Saved data entries
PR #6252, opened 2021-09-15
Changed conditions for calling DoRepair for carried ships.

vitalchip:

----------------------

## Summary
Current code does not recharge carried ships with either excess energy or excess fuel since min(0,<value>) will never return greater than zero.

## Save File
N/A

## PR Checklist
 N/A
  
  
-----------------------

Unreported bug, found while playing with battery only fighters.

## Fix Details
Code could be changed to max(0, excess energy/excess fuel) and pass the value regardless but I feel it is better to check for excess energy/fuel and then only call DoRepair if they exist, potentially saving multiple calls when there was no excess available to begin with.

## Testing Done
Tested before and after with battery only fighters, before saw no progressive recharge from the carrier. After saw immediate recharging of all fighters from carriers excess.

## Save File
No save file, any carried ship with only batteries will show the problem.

**Problem details**
Read through the records above and copy the lines that contain "energy".

**Reply**
Current code does not recharge carried ships with either excess energy or excess fuel since min(0,<value>) will never return greater than zero.
Code could be changed to max(0, excess energy/excess fuel) and pass the value regardless but I feel it is better to check for excess energy/fuel and then only call DoRepair if they exist, potentially saving multiple calls when there was no excess available to begin with.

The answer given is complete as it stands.